CAMINEO.INFO.- Si el ejercicio de sinceridad se ha hecho bien, la oración nos lleva al siguiente paso, que es experimentar dolor, porque las cosas hayan ido de aquella manera.
"Contra ti, contra ti solo pequé, he cometido la maldad que aborreces. En la sentencia tendrás razón. En el juicio resultarás inocente..." (v. 4)
Aquí tenemos que contar con la sensibilidad espiritual. ¿Es una dificultad? No podemos decir que hoy no haya sensibilidad. Al contrario, nuestra cultura es hipersensible: bien lo saben los técnicos de la propaganda y los políticos. Si padecemos de alguna carencia, es de racionalidad, equilibrio y buen sentido, pero no de sensibilidad. El problema radica en la causa que despierta nuestra sensibilidad. Lo que más nos afecta es el sufrimiento propio, del cual huimos como del fuego. Después el sufrimiento ajeno, sobre todo si pensamos que los responsables son los otros.

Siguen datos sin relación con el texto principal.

PR #977, opened 2022-04-18
#181914777: Fix Shift Assignment

SalShai:
## Feature description
Create Shift assignment for both Roster Type: Basic and Overtime.

 Since one could not have two active shift assignments, we create the one after the other. We do this by inactivating the first before creating the next.

## Solution description
Step 1: Create Shift Assignment for all the Schedule with Roster Type "Basic".
Step 2:  Fetch all the schedules with Roster type "Over-Time".
Step3: Check if the employee has a Shift Assignment for the given date, and set the status of it as "InActive".
Step4: Create Shift Assignments for the fetched schedules.

Screen Shot 2022-04-19 at 2 12 25 AM
Screen Shot 2022-04-19 at 2 12 10 AM

## Areas affected and ensured
Shift Assignment Roster Type is "Basic" is created first, and the Roster type "Over-Time" is created later.

  - [x] Chrome
  - [x] Safari

### DIFF
--- a/one_fm/api/tasks.py
+++ b/one_fm/api/tasks.py
@@ -545,21 +545,22 @@ def overtime_shift_assignment():
 	date = cstr(getdate())
 	now_time = now_datetime().strftime("%H:%M:00")
 	roster = frappe.get_all("Employee Schedule", {"date": date, "employee_availability": "Working" , "roster_type": "Over-Time"}, ["*"])
-	for schedule in roster:	
-		frappe.enqueue(process_overtime_shift,schedule=schedule, date=date, time=now_time, is_async=True, queue='long')
 
-def process_overtime_shift(schedule, date, time):
-	#Check for employee's shift assignment of the day, if he has any.
-	shift_assignment = frappe.get_doc("Shift Assignment", {"employee":schedule.employee, "start_date": date},["name","shift_type"])
-	if shift_assignment:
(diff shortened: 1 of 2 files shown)


one_fm/api/tasks.py
```diff
@@ -517,20 +517,49 @@ def end_previous_shifts():
...
+	"""
+	This method is to generate Shift Assignment for Employee Scheduling 
+	with roster type 'Over_Time'. It first looks up for Shift Assignment
+	of the employee for the day if he has any. Change the Status to "Inactive"
+	and proceeds with creating New shift Assignments with Roster Type OverTime.
+	"""
+	date = cstr(getdate())
+	now_time = now_datetime().strftime("%H:%M:00")
+	roster = frappe.get_all("Employee Schedule", {"date": date, "employee_availability": "Working" , "roster_type": "Over-Time"}, ["*"])
+	for schedule in roster:
```
Ehtesham599, line 551: Instead of iterating and then enqueuing the `process_overtime_shift` method, you can directly enqueue the method to process overtime shifts for all schedules by passing a list of schedules. This will reduce the number of background jobs created.
Modifications will have to be made to use a list instead of a schedule object in the `process_overtime_shift` method.

Ehtesham599 (changes requested):

Ehtesham599 (approved):

PR #1037, opened 2022-05-16
Feat: Enforce checkin within site geofence

Ehtesham599:
## Feature description
As a supervisor, I would like to make sure that my team checks in/out within the location geofence so I can make sure that everybody is attending at the site.

## Solution description
- Upon checkin/checkout, verify that user location is within the geofence radius set for the site.

## Areas affected and ensured
Nothing affected and ensured.

Yes. User will have to be within the geofence radius of the site while checking in/out.

  - [x] Chrome
  - [x] Safari


SalShai (approved):
LGTM!

PR #1043, opened 2022-05-18
fix: Issue in Job Offer

pjamsheer:
## Feature description
- Issue in Job Offer - "Not allowed to change Amount after submission"

- In Job Offer we have a child table with field amount, but the amount field is setting based on the base and the salary structure selected and the field is read only too.

## Solution description
- We can set allow_on_submit true for the amount field in the child table

No

  - [x] Chrome
  - [x] Safari


SalShai (approved):
LGTM!

Ehtesham599 (approved):

PR #1074, opened 2022-05-29
Roster Projection report

Ehtesham599:
## Feature description
Generates roster projection and live projection report for sale items (service) in the contract based on employee schedules and attendances.

## Solution description
- Added a script report to view projection and live projection with chart.
- Projection is calculated based on employee schedules
- Live projection is provided until current date based on attendances.
- Report is generated for the selected contract, month and current year.

## Areas affected and ensured
Nothing affected and ensured.

No.

  - [x] Chrome
  - [x] Safari


SalShai (approved):
LGTM!

PR #1078, opened 2022-05-30
Fix: Report date value

Ehtesham599:
- Fix date value used for generating report

### DIFF
--- a/one_fm/one_fm/report/roster_projection/roster_projection.py
+++ b/one_fm/one_fm/report/roster_projection/roster_projection.py
@@ -5,13 +5,16 @@ import frappe
 from frappe import _
 import pandas as pd
 from frappe.utils import getdate, get_first_day, get_last_day
+from datetime import date
 
 def execute(filters=None):
 	if filters:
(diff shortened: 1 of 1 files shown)


one_fm/one_fm/report/roster_projection/roster_projection.py
```diff
@@ -5,13 +5,16 @@
 from frappe import _
 import pandas as pd
 from frappe.utils import getdate, get_first_day, get_last_day
+from datetime import date
 
 def execute(filters=None):
 	if filters:
-		date = str(getdate())
+		today_date = date.today()
```
mymi14s, line 12: Using system date will ignore timezone, date object with timezone can be obtained with 
from frappe.utils import nowdate
then the date object will be
getdate(nowdate())

revert if it will work for your usecase or not

Ehtesham599: The `today_date` variable is used just to get the current year for the report generation. Date inside this is ignored.

PR #1092, opened 2022-06-05
fix: Add shift Assignment permissions if missing

mymi14s:
## Feature description
On each migrate, shift assignment permission for employee is lost, this PR check if permissions exist and accordingly if required.

### DIFF
--- a/one_fm/tasks/hooks/after_migrate.py
+++ b/one_fm/tasks/hooks/after_migrate.py
@@ -1,0 +1,55 @@
+import frappe
+
+
+def execute():
+    add_shift_assignment_permissions()
+
+
+def add_shift_assignment_permissions():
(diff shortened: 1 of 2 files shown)


one_fm/tasks/hooks/after_migrate.py
```diff
@@ -0,0 +1,55 @@
...
+            }):
+            print(role)
+            perm = frappe.get_doc(shift_assignment)
+            perm.role = role
+            if role in ['HR Manager', 'HR User']:
+                perm.write = 1
+                perm.create = 1
+                perm.delete = 1
+                perm.submit = 1
+                perm.cance = 1
```
Ehtesham599, line 54: Typo here. Change to cancel.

Pero el Salmo 50 nos recuerda que la parte herida es exactamente Dios. La sensibilidad del salmista se despierta por el sufrimiento de Dios. Él es el primer ofendido y ultrajado. Y si alguien piensa que no podemos herir a Dios, que recuerde cómo el Dios cristiano, el Dios de Jesucristo, por la Encarnación, se ha dejado herir en la humanidad concreta maltrecha. Primero en su humanidad, la de su Hijo, después en la humanidad de cualquiera que sufre. Más aún. La sensibilidad espiritual sana y profunda se despierta y se alimenta de un hecho decisivo: nuestro Dios asumió la humanidad para amarnos "humanamente", y el resultado ha sido que precisamente en esta humanidad ha sido ofendido, herido, maltratado y asesinado por nosotros.
El dolor más profundo sobreviene cuando la mirada de San Pedro, hasta entonces inquieto, pero convencido de que todo lo hace bien, se cruza con la mirada humana de Jesús maltratado y ultrajado (Lc 22,61). Entonces el fondo del pecado se descubre como una traición: los ojos que no cesaban de amar encuentran los ojos ariscos, que no son capaces de sostener la mirada sin avergonzarse y llorar.
Pero las lágrimas nunca son, para el cristiano, el punto final. Al contrario, sólo significan el paso a la plegaria humilde y esperanzada, que pide perdón. Una plegaria, que no dice inmediatamente, "corregiré mi conducta", "lo haré bien"..., sino que tiene el tono de la petición de un enfermo, cuando se siente incapaz de curarse a sí mismo y confía en la habilidad del médico. ¡Tantas veces hemos intentado superar nuestros defectos y hemos fracasado...! Tal vez nos olvidemos de pedirlo al médico supremo.
"Rocíame con el hisopo: quedaré limpio; lávame: quedaré más blanco que la nieve. Hazme oír el gozo y la alegría, que se alegren los huesos quebrantados. Aparta de mi pecado tu vista, borra en mi toda culpa." (vv. 7-9)
He aquí una paradoja admirable, que a los Santos Padres les gustaba recordar. Como decían San Atanasio, San Cirilo de Alejandría y otros, la medicina que limpia es la sangre de Cristo, como la sangre del cordero sacrificado, que Moisés aspergía sobre el pueblo... La medicina que nos limpia y nos cura es la misma sangre de Cristo, que brota de las heridas provocadas por nuestros pecados. No nos cura la herida o la sangre, sino el amor que Cristo ha puesto en ellas. Y así oramos: haznos pasar del rojo sanador de la sangre, al blanco puro y limpio de la nieve, hasta los cantos y gritos de fiesta. La alegría siempre en el horizonte.